== WORK TO BE COMPLETED ==
Your answer should consist of the lines in the following data that contain "operator".

== Dataset entries ==
PR #69, opened 2023-08-28
fix: coralogix operator rulegroup tests

povilasv:
Adds:
- unit tests
- improved error handling
- error wrapping
- get rids of panics for rulegroups

References: ES-68

### DIFF
--- a/controllers/alphacontrollers/rulegroup_controller.go
+++ b/controllers/alphacontrollers/rulegroup_controller.go
@@ -78,6 +78,7 @@ func (r *RuleGroupReconciler) Reconcile(ctx context.Context, req ctrl.Request) (
 		return ctrl.Result{RequeueAfter: defaultErrRequeuePeriod}, err
 	}
 
+	//TODO: rename finalizer
 	// name of our custom finalizer
 	myFinalizerName := "batch.tutorial.kubebuilder.io/finalizer"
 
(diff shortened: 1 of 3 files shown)


controllers/alphacontrollers/rulegroup_controller.go
```diff
@@ -124,25 +125,43 @@ func (r *RuleGroupReconciler) Reconcile(ctx context.Context, req ctrl.Request) (
...
+		if err != nil {
+			log.Error(err, "Error marshalling rule group", "Name", ruleGroupCRD.Name, "Namespace", ruleGroupCRD.Namespace)
+			return ctrl.Result{RequeueAfter: defaultErrRequeuePeriod}, err
+		}
+
 		log.V(1).Info("Creating Rule-Group", "ruleGroup", jstr)
 		if createRuleGroupResp, err := rulesGroupsClient.CreateRuleGroup(ctx, createRuleGroupReq); err == nil {
-			jstr, _ := jsm.MarshalToString(createRuleGroupResp)
+			jstr, err := jsm.MarshalToString(createRuleGroupResp)
+			if err != nil {
```
OrNovo, line 161: I'm not sure if we want to fail in a case of marshalling error for two reasons -
1. The marshalling is just for logs purpose and doesn't affect the actual logic of the operator.
2. In this specific case, returning an error (even though the creation succeed) will cause infinit recreation of resources in coralogix.

controllers/alphacontrollers/rulegroup_controller.go
```diff
@@ -175,14 +199,18 @@ func (r *RuleGroupReconciler) Reconcile(ctx context.Context, req ctrl.Request) (
 			log.Error(err, "Received an error while updating a Rule-Group", "ruleGroup", updateRuleGroupReq)
 			return ctrl.Result{RequeueAfter: defaultErrRequeuePeriod}, err
 		}
-		jstr, _ := jsm.MarshalToString(updateRuleGroupResp)
+		jstr, err := jsm.MarshalToString(updateRuleGroupResp)
+		if err != nil {
+			log.Error(err, "Error marshalling rule group", "Name", ruleGroupCRD.Name, "Namespace", ruleGroupCRD.Namespace)
+			return ctrl.Result{RequeueAfter: defaultErrRequeuePeriod}, err
```
OrNovo, line 205: Same issue here

OrNovo (approved):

== TASK ANSWER ==
fix: coralogix operator rulegroup tests
1. The marshalling is just for logs purpose and doesn't affect the actual logic of the operator.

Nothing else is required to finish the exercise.